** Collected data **
# # # # #
PR #15, opened 2017-11-06
Fix concurrency issue in presence of download errors

### LINKED ISSUE #14: Race condition observed with high chart count
Hi, 

We have stumbled upon a problem with our CM instance where suddenly only about half of our Google Storage backed charts were being served (without any error or hint in the debug logs whatsoever). Upon inspection, we have found this to be due to a race condition in [`server.addIndexObjectsAsync`](https://github.com/kubernetes-helm/chartmuseum/blob/master/pkg/chartmuseum/server.go#L299-L320), where the function-global `err` variable can be set to non-nil by a first goroutine, while being reset just after by another, effectively fighting to set the error condition. The effect of this is that storage download errors can easily be hidden away by the concurrency logic. The more charts there are, the more likely this is to happen also. It's easy to simulate this problem by adding this block:

```
if rand.Float64() < 0.9 {
    return new(helm_repo.ChartVersion), fmt.Errorf("simulated IO error")
}
```
in [`server.getObjectChartVersion`](https://github.com/kubernetes-helm/chartmuseum/blob/master/pkg/chartmuseum/server.go#L339).

With this simulated error code added, the initial index creation code should very likely fail (rerun until it does if you get "lucky"), while it doesn't, which is wrong.

We have a fix on the burner for this coming soon.

davidovich:
Use channel based flow control to fix concurrency when a download error occurs. Read chartVersion from channel to add to the index as they arrive.

Add context management to cancel any pending downloading goroutines.

Fixes #14 

Thanks @cjauvin!


pkg/chartmuseum/server.go
```diff
@@ -296,39 +297,47 @@ func (server *Server) addIndexObjectsAsync(index *repo.Index, objects []storage.
...
+		go func(o storage.Object) {
+			select {
+			case <-ctx.Done():
+				return
+			default:
 				chartVersion, err := server.getObjectChartVersion(o, true)
 				if err != nil {
 					err = server.checkInvalidChartPackageError(o, err, "added")
+				}
+				if err != nil {
```
jdolitsky: This condition has already been met above, lines 317 and 318 can be removed

davidovich: With the current state of the code, this is unfortunately not true, as [checkInvalidChartPackageError](https://github.com/davidovich/chartmuseum/blob/96c5ef6426dad427292b606c84004f0b12c6a036/pkg/chartmuseum/server.go#L359) can nil out the error (in the case where the package is malformed in the store).

jdolitsky: ah i see, thanks for correcting.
# # # # #
** WORK REQUEST **
Identify every line above with the string "where" in it. Copy those lines.

** ANSWER TO THIS EXERCISE **
We have stumbled upon a problem with our CM instance where suddenly only about half of our Google Storage backed charts were being served (without any error or hint in the debug logs whatsoever). Upon inspection, we have found this to be due to a race condition in [`server.addIndexObjectsAsync`](https://github.com/kubernetes-helm/chartmuseum/blob/master/pkg/chartmuseum/server.go#L299-L320), where the function-global `err` variable can be set to non-nil by a first goroutine, while being reset just after by another, effectively fighting to set the error condition. The effect of this is that storage download errors can easily be hidden away by the concurrency logic. The more charts there are, the more likely this is to happen also. It's easy to simulate this problem by adding this block:
davidovich: With the current state of the code, this is unfortunately not true, as [checkInvalidChartPackageError](https://github.com/davidovich/chartmuseum/blob/96c5ef6426dad427292b606c84004f0b12c6a036/pkg/chartmuseum/server.go#L359) can nil out the error (in the case where the package is malformed in the store).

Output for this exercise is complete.